Report, as a bare number, how many lines in the data contain "androidx".

▶ **EXERCISE INPUT**:
- - - - -
PR #37802, opened 2026-05-05
Fix NPE due to null path in lenient ArtifactView resolution

### LINKED ISSUE #36284: Runtime Error 'Cannot invoke "java.util.List.get(int)" because "path" is null' when getting message of ModuleVersionResolveException
### Current Behavior

Fails with RuntimeError 

```
Caused by: java.lang.NullPointerException: Cannot invoke "java.util.List.get(int)" because "path" is null
        at org.gradle.internal.resolve.ModuleVersionResolveException.getMessage(ModuleVersionResolveException.java:111)
        at Build_gradle$DependencyGraphPrinter.action(build.gradle.kts:24)
```

### Expected Behavior

Finish successfully

### Context (optional)

There is no null-check for path in this code:
https://github.com/gradle/gradle/blob/886d6d379535e5d09a8e4bab17c0c1e0b734e7cf/platforms/software/dependency-management/src/main/java/org/gradle/internal/resolve/ModuleVersionResolveException.java#L111

```
plugins {
    java
}

repositories {
    mavenCentral()
    google()
}

dependencies {
    implementation("androidx.room:room-sqlite-wrapper:2.8.3")
    implementation("androidx.room:room-runtime:2.8.3")
}

abstract class DependencyGraphPrinter : DefaultTask() {
    @get:Internal
    abstract val ac: Property<ArtifactCollection>

    @TaskAction
    fun action() {
        println("Failures: ")
        ac.get().failures.forEach {
            println(it.message)
        }
    }
}

tasks.register("dgp", DependencyGraphPrinter::class) {
    val ac = configurations.get("compileClasspath").incoming.artifactView {
        isLenient = true
    }.artifacts
    this.ac.set(ac)
}
```

1. run `./gradlew dgp`
2. it will fail with 

```
Cannot invoke "java.util.List.get(int)" because "path" is null
```

When I try to get a message of artifact resolution failure: `println(it.message)`

### Gradle version

9.4 nightly

### Build scan URL (optional)

_No response_

_No response_

tresat:
When a consumer iterates `ArtifactCollection.failures` produced by a lenient `ArtifactView` and calls `Throwable.getMessage()` on each failure, Gradle throws `NullPointerException: Cannot invoke "java.util.List.get(int)" because "path" is null` from `ModuleVersionResolveException.getMessage()` (line 111). This fixes that behavior upstream — calculatePaths must never return a
collection containing null elements — not as a guard inside
getMessage().

Adds a unit test on DependencyGraphPathResolver.calculatePaths that
synthesizes the topology where a direct dependee's upward
getDependents() BFS cannot reach the seeded root. In that case the
final assembly loop appends null to the returned paths collection,
which later flows into ModuleVersionResolveException.withIncomingPaths
and triggers an NPE in getMessage() at user-facing iteration time
(e.g. ArtifactCollection.failures.forEach { println it.message }).

Also adds an integration test reproducer "lenient ArtifactView failures expose messages without NPE for androidx.room artifacts" in `ResolutionIssuesIntegrationTest`

Issue: #36284

### DIFF
--- a/platforms/software/dependency-management/src/integTest/groovy/org/gradle/integtests/resolve/ResolutionIssuesIntegrationTest.groovy
+++ b/platforms/software/dependency-management/src/integTest/groovy/org/gradle/integtests/resolve/ResolutionIssuesIntegrationTest.groovy
@@ -20,6 +20,7 @@ import groovy.test.NotYetImplemented
 import org.gradle.integtests.fixtures.AbstractIntegrationSpec
 import org.gradle.test.precondition.Requires
 import org.gradle.test.preconditions.JdkVersionTestPreconditions
+import org.gradle.test.preconditions.TestEnvironmentPreconditions
 
 import spock.lang.Ignore
 import spock.lang.Issue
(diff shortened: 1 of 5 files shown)


tresat:
@bot-gradle test this

tresat:
@bot-gradle test this

tresat:
@bot-gradle test this

platforms/software/dependency-management/src/main/java/org/gradle/api/internal/artifacts/ivyservice/resolveengine/graph/DependencyGraphPathResolver.java
```diff
@@ -32,6 +32,24 @@
...
 public class DependencyGraphPathResolver {
 
+    /**
+     * Calculates the shortest "incoming path" from each direct dependee of a broken dependency
+     * back to the resolution root, used to render the "Required by:" tail in
+     * {@link org.gradle.internal.resolve.ModuleVersionResolveException#getMessage}.
+     *
+     * <p>Some direct dependees can have an empty {@code getDependents()} chain at the time
+     * this runs — most commonly because the dependee's module was pushed back to "pending"
+     * state during resolution and {@code ModuleResolveState.clearIncomingAttachedConstraints}
```
jvandort, line 42: I don't think we should be referencing engine internals in this javadoc.

platforms/software/dependency-management/src/main/java/org/gradle/api/internal/artifacts/ivyservice/resolveengine/graph/DependencyGraphPathResolver.java
```diff
@@ -32,6 +32,24 @@
 
 public class DependencyGraphPathResolver {
 
+    /**
+     * Calculates the shortest "incoming path" from each direct dependee of a broken dependency
+     * back to the resolution root, used to render the "Required by:" tail in
+     * {@link org.gradle.internal.resolve.ModuleVersionResolveException#getMessage}.
+     *
+     * <p>Some direct dependees can have an empty {@code getDependents()} chain at the time
```
jvandort, line 40: > Some direct dependees can have an empty {@code getDependents()} chain at the time this runs 

This sounds like a bug in the resolution engine. I don't think we should be glossing over it here. Any node in the graph other than the root should have incoming edges.

platforms/software/dependency-management/src/integTest/groovy/org/gradle/integtests/resolve/ResolutionIssuesIntegrationTest.groovy
```diff
@@ -283,4 +284,58 @@ class ResolutionIssuesIntegrationTest extends AbstractIntegrationSpec {
...
+        // DependencyGraphPathResolver.calculatePaths could return a paths
+        // collection containing a null element when a direct dependee's
+        // module had returned to "pending" state and lost all its
+        // constraint-only incoming edges.
+        buildFile << """
+            plugins {
+                id("java")
+            }
+
+            ${mavenCentralRepository()}
```
jvandort, line 304: We should try to reduce this down to the minimal graph required to reproduce this behavior rather than rely on a complex graph like this reproducer likely generates

jvandort (changes requested):
I think we need to fix the underlying problem that causes us to have nodes in a graph with no incoming edges rather than handling a malformed graph after it is built.

Though given we have a reproducer, we should be able to figure out the underlying problem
- - - - -
▶ **SOLVED EXERCISE**:
3